A guy with a great sense of humor is trying to change all this. He figures if you can send faxes to God for favors and place them in the Wailing Wall in Jerusalem, the world is ready for “Greg Garvey’s Automatic Confession Machine.”

This is the way it would work. After you say, “Bless me, father, for I have sinned,” a menu appears on the computer screen. You tap in the number of days since your last confession, and the number of venial and mortal sins.

Once the sin tally is recorded, the machine calculates your penance - possibly a dozen Hail Marys and six Our Fathers - on a printout.

Garvey, a Catholic, takes confessions seriously and says it is not his purpose to make fun of a particular sacrament or religion. He is just ahead of the curve on the possible advantages of technology.

I don’t rule out anything anymore. Ever since I heard a Perry Como recording of “Ave Maria” at my friend’s wedding, I believe in anything.

Like it or not, human contact has been sacrificed on the altar of do-it-yourself technology. Coffee vendors, bank tellers, telephone and elevator operators, gas station attendants, retail and grocery clerks are increasingly ghosts of the past. The world is wandering around looking for a button to push.
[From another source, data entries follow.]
PR #4362, opened 2023-08-02
OCSP backports and adds

tbeets:
This PR backports the OCSP Peer feature option (as in 2.10 train) and includes two fixes for the existing OCSP Staple feature.  

OCSP Staple: 

1. Fixed and clarified how NATS Server determines its own Issuer CA when obtaining and validating an OCSP Response for subsequent staple
2. Eliminated problematic assumption that all node peers are issued by same CA when NATS Server validates ROUTE and GATEWAY peer nodes
3. Added OCSP Response effectivity checks on ROUTE and GATEWAY peer-presented staple

Note for #3: Allowed host clock skew between node peers set at 30-seconds.  If the OCSP Response contains an empty assertion for NextUpdate, NATS Server will default to 1-hour validity (after ThisUpdate).  It is recommended that CA OCSP Responder should assert NextUpdate.


wallyqs (approved):
LGTM

derekcollison (approved):
LGTM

Greg Garvey may be opening a high-tech Pandora’s box. I forsee a wedding where the bride presses 1 if she wants a groom, 2 if she needs a witness, 3 if she wants a caterer and 4 if she requests music. If she needs counseling to feel good about her decision, she should stay on the line.

As for the confessional, Garvey did say his plan cannot possibly replace a priest because the software has not been ordained. Not yet.